• _Your instructions_
For this exercise, print all of the entries exactly as given.

• _Material supplied_
* * *
PR #21426, opened 2022-05-24
http_cache: added route config in http cache filter

sergkir85:
Signed-off-by: Sergey Kirnos <s.kirnos85@gmail.com>

Commit Message: http_cache: Support per-route Http Cache filter configuration
Additional Description:

This pull request allows to specify Http Cache filter config on per-route basis. It means that for specific route can be set specific http cache type (simple, fs etc) and also can be overridden global config parameters (at present only "vary allow headers").

Risk Level: low
Testing: New unit and integration tests added.
Release Notes:
Platform Specific Features:


source/extensions/filters/http/cache/cache_filter.cc
```diff
@@ -30,11 +31,10 @@ struct CacheResponseCodeDetailValues {
...
 using CacheResponseCodeDetails = ConstSingleton<CacheResponseCodeDetailValues>;
 
-CacheFilter::CacheFilter(const envoy::extensions::filters::http::cache::v3::CacheConfig& config,
-                         const std::string&, Stats::Scope&, TimeSource& time_source,
-                         HttpCache& http_cache)
-    : time_source_(time_source), cache_(http_cache),
-      vary_allow_list_(config.allowed_vary_headers()) {}
+CacheFilter::CacheFilter(const std::string&, Stats::Scope&, TimeSource& time_source,
+                         const CacheFilterConfig& config)
+    : config_(config), cache_(nullptr), time_source_(time_source),
```
ravenblackx, line 36: I think it's more envoy-style to do like `=nullptr` in the header file for things to be initialized that don't require parameters.

source/extensions/filters/http/cache/cache_filter_config.h
```diff
@@ -0,0 +1,40 @@
...
+#include "source/extensions/filters/http/cache/http_cache.h"
+#include "source/extensions/filters/http/common/pass_through_filter.h"
+
+namespace Envoy {
+namespace Extensions {
+namespace HttpFilters {
+namespace Cache {
+
+using CacheFilterConfigPb = envoy::extensions::filters::http::cache::v3::CacheConfig;
+using CacheFilterConfigPbRef = std::reference_wrapper<const CacheFilterConfigPb>;
```
ravenblackx, line 20: Why do you need a reference_wrapper rather than just a plain reference here? It's only set at init-time.

source/extensions/filters/http/cache/http_cache.h
```diff
@@ -268,9 +269,17 @@ class HttpCacheFactory : public Config::TypedFactory {
   //
   // Pass factory context to allow HttpCache to use async client, stats scope
   // etc.
-  virtual std::shared_ptr<HttpCache>
+
+  // Get cache for global config
+  virtual HttpCachePtr
   getCache(const envoy::extensions::filters::http::cache::v3::CacheConfig& config,
            Server::Configuration::FactoryContext& context) PURE;
```
ravenblackx, line 276: Rather than splitting this into two identical functions, I think it would work to have this function take a [Server::Configuration::CommonFactoryContext&](https://github.com/envoyproxy/envoy/blob/main/envoy/server/factory_context.h#L108).

(Then you could also propagate this change up to where you have a templated getCache to simplify that too.)

source/extensions/filters/http/cache/simple_http_cache/simple_http_cache.cc
```diff
@@ -305,7 +305,7 @@ CacheInfo SimpleHttpCache::cacheInfo() const {
   return cache_info;
 }
 
-SINGLETON_MANAGER_REGISTRATION(simple_http_cache_singleton);
+SINGLETON_MANAGER_REGISTRATION(simple_http_cache);
```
* * *
• _Finished exercise_
PR #21426, opened 2022-05-24
http_cache: added route config in http cache filter

sergkir85:
Signed-off-by: Sergey Kirnos <s.kirnos85@gmail.com>

Commit Message: http_cache: Support per-route Http Cache filter configuration
Additional Description:

This pull request allows to specify Http Cache filter config on per-route basis. It means that for specific route can be set specific http cache type (simple, fs etc) and also can be overridden global config parameters (at present only "vary allow headers").

Risk Level: low
Testing: New unit and integration tests added.
Release Notes:
Platform Specific Features:


source/extensions/filters/http/cache/cache_filter.cc
```diff
@@ -30,11 +31,10 @@ struct CacheResponseCodeDetailValues {
...
 using CacheResponseCodeDetails = ConstSingleton<CacheResponseCodeDetailValues>;
 
-CacheFilter::CacheFilter(const envoy::extensions::filters::http::cache::v3::CacheConfig& config,
-                         const std::string&, Stats::Scope&, TimeSource& time_source,
-                         HttpCache& http_cache)
-    : time_source_(time_source), cache_(http_cache),
-      vary_allow_list_(config.allowed_vary_headers()) {}
+CacheFilter::CacheFilter(const std::string&, Stats::Scope&, TimeSource& time_source,
+                         const CacheFilterConfig& config)
+    : config_(config), cache_(nullptr), time_source_(time_source),
```
ravenblackx, line 36: I think it's more envoy-style to do like `=nullptr` in the header file for things to be initialized that don't require parameters.

source/extensions/filters/http/cache/cache_filter_config.h
```diff
@@ -0,0 +1,40 @@
...
+#include "source/extensions/filters/http/cache/http_cache.h"
+#include "source/extensions/filters/http/common/pass_through_filter.h"
+
+namespace Envoy {
+namespace Extensions {
+namespace HttpFilters {
+namespace Cache {
+
+using CacheFilterConfigPb = envoy::extensions::filters::http::cache::v3::CacheConfig;
+using CacheFilterConfigPbRef = std::reference_wrapper<const CacheFilterConfigPb>;
```
ravenblackx, line 20: Why do you need a reference_wrapper rather than just a plain reference here? It's only set at init-time.

source/extensions/filters/http/cache/http_cache.h
```diff
@@ -268,9 +269,17 @@ class HttpCacheFactory : public Config::TypedFactory {
   //
   // Pass factory context to allow HttpCache to use async client, stats scope
   // etc.
-  virtual std::shared_ptr<HttpCache>
+
+  // Get cache for global config
+  virtual HttpCachePtr
   getCache(const envoy::extensions::filters::http::cache::v3::CacheConfig& config,
            Server::Configuration::FactoryContext& context) PURE;
```
ravenblackx, line 276: Rather than splitting this into two identical functions, I think it would work to have this function take a [Server::Configuration::CommonFactoryContext&](https://github.com/envoyproxy/envoy/blob/main/envoy/server/factory_context.h#L108).

(Then you could also propagate this change up to where you have a templated getCache to simplify that too.)

source/extensions/filters/http/cache/simple_http_cache/simple_http_cache.cc
```diff
@@ -305,7 +305,7 @@ CacheInfo SimpleHttpCache::cacheInfo() const {
   return cache_info;
 }
 
-SINGLETON_MANAGER_REGISTRATION(simple_http_cache_singleton);
+SINGLETON_MANAGER_REGISTRATION(simple_http_cache);
```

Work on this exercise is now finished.